I have even, unfortunately seen £2k a month wasted on 10 servers with New Relic. I guess the point is… monitoring is anything from free to ridiculous the key is always what does it do for you?
Does it make your life easier?
Can you work quicker with or without your monitoring tool?

On a side note… New relic’s product is awesome, but if you are not using Java why bother, If you are, you may find like me your engineers find it useful but not irreplaceable… All I can say is it wasn’t as good as Nagios for the alerting and monitoring of the hosts but was definitely better at the application.

Where is the happy ground? You need something as configurable as Nagios, as cheap as Nagios but most importantly not Nagios and this leaves you in an awkward position.

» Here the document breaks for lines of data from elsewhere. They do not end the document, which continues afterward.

Issue #886, opened 2020-09-18
[gradle plugin] queryFileDirectory cannot be set through ClientExtentions


huehnerlady:
**Is your feature request related to a problem? Please describe.**
So far you can set the `queryFileDirectory` via Task, but not via global configuration.
With the configuration you can just use the `queryFiles` property.
Would be good to add this in the plugin configuration

**Describe the solution you'd like**
```
graphql {
  client {
   [...]
    queryFileDirectory = "src/main/resources/graphql-queries"
  }
}
```

**Describe alternatives you've considered**
```
graphql {
  client {
   [...]
    queryFiles = fileTree("src/main/resources/graphql-queries").files
  }
}
```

Nagios is awesome and has some cool features, good support, many plugins etc. However the server doesn’t scale easily, configuration is not as simple as it should be and quite frankly the web UI looks like a child vomited hatred on it, just plain ugly. So you naturally lean to OpsView which takes away the config hassle of Nagios by providing puppet modules and decent web ui config but now you have to pay. Is it worth while? Definitely it’s better than Nagios, but that isn’t good enough is it? Certainly it’s a step in the right direction but it’s not the killer tool.

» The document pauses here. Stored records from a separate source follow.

PR #924, opened 2020-10-28
[3.x.x][generator] Only add directives with valid locations

smyrick:
## :pencil: Description

When generating a schema you can have an annotation on any part of the schema, assuming you haven't set the Target, so if you are restricting the directive locations to only specific places they may still be added to the schema and then fail generation as they are added to invalid locations. While this could be viewed as a customer error, this is more of an issue with graphql-kotlin because we can have input and output objects with the same directives and things like the KeyDirective from federation are only valid on output. So in that case we shouldn't fail if someone uses the type as input elsewhere, it will still not be marked as a federation type for the input

### DIFF
--- a/graphql-kotlin-schema-generator/src/main/kotlin/com/expediagroup/graphql/generator/types/generateDirective.kt
+++ b/graphql-kotlin-schema-generator/src/main/kotlin/com/expediagroup/graphql/generator/types/generateDirective.kt
@@ -21,7 +21,7 @@ import com.expediagroup.graphql.generator.extensions.getPropertyAnnotations
 import com.expediagroup.graphql.generator.extensions.getSimpleName
 import com.expediagroup.graphql.generator.extensions.getValidProperties
 import com.expediagroup.graphql.generator.extensions.safeCast
-import graphql.introspection.Introspection
+import graphql.introspection.Introspection.DirectiveLocation
 import graphql.schema.GraphQLArgument
 import graphql.schema.GraphQLDirective
 import java.lang.reflect.Field
@@ -33,7 +33,7 @@ import com.expediagroup.graphql.annotations.GraphQLDirective as GraphQLDirective
 internal fun generateDirectives(
     generator: SchemaGenerator,
     element: KAnnotatedElement,
-    location: Introspection.DirectiveLocation,
+    location: DirectiveLocation,
     parentClass: KClass<*>? = null
 ): List<GraphQLDirective> {
     val annotations = when {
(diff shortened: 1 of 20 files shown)


graphql-kotlin-schema-generator/src/main/kotlin/com/expediagroup/graphql/generator/types/generateSubscription.kt
```diff
@@ -38,6 +39,10 @@ internal fun generateSubscriptions(generator: SchemaGenerator, subscriptions: Li
             throw InvalidSubscriptionTypeException(kClass)
         }
 
+        generateDirectives(generator, subscription.kClass, DirectiveLocation.OBJECT).forEach {
```
smyrick, line 42: This is also a bug fix as we were not adding directives on subscriptions

graphql-kotlin-schema-generator/src/main/kotlin/com/expediagroup/graphql/generator/types/generateQuery.kt
```diff
@@ -32,7 +33,7 @@ internal fun generateQueries(generator: SchemaGenerator, queries: List<TopLevelO
             throw InvalidQueryTypeException(query.kClass)
         }
 
-        generateDirectives(generator, query.kClass).forEach {
+        generateDirectives(generator, query.kClass, DirectiveLocation.OBJECT).forEach {
```
smyrick, line 36: The location for queries, mutations, and subscriptions is `OBJECT`. The other locations `QUERY`, `MUTATION`, `SUBSCRIPTION` are for client query directives

graphql-kotlin-schema-generator/src/main/kotlin/com/expediagroup/graphql/generator/types/generateDirective.kt
```diff
@@ -29,20 +30,27 @@ import kotlin.reflect.KClass
...
     }
 
     return annotations
         .mapNotNull { it.getDirectiveInfo() }
+        .filter { it.directiveAnnotation.locations.contains(location) }
         .map { getDirective(generator, it) }
 }
 
-internal fun generateFieldDirectives(generator: SchemaGenerator, field: Field): List<GraphQLDirective> =
+internal fun generateFieldDirectives(generator: SchemaGenerator, field: Field, location: Introspection.DirectiveLocation): List<GraphQLDirective> =
```
dariuszkuc, line 50: can you update the name to match the latest changes from master?

smyrick: Updated

dariuszkuc (approved):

Likewise New Relic was meant to be that killer tool,
designed for devs by devs. So, in short, complicated, non standards compliant and lacking in os monitoring. So what is a sysadmin to do? Give up? I think not.

It comes down to this, you install tools like Opsview or CheckMK as they at least give you a better interface, but they don’t solve the issues of nrpe or firewall rules having to be opened in all directions. It’s for this reason I think there has to be a better way, I don’t want to think or spend my time opening up rules, I want something simple and powerful.

There’s new tools coming onto the market that to me sound better, imagine being able to leverage the Nagios community while having a easy to drive UI on a monitoring tool that gave you the same power as chef knife or puppet marionette while being able to update all of this through simple git commits or the web UI as you see fit. Writing a new monitoring check is done while in the analysis process rather than as backlog or you can simply utilise the RPC nature of the tool to debug issues in prod and write checks on the fly. Did I mention while doing this it is also able to act like Pingdom and provide dashboards to management.

So where does this leave us? well looking to tools like Dataloop.IO for solutions. I have had the privilege of using this while they are in closed beta and they’ve been really good at taking on feedback to make it the monitoring platform I need it to be and it is getting close to being ready and I’m genuinely excited about what is going to happen to this platform over the next year or two.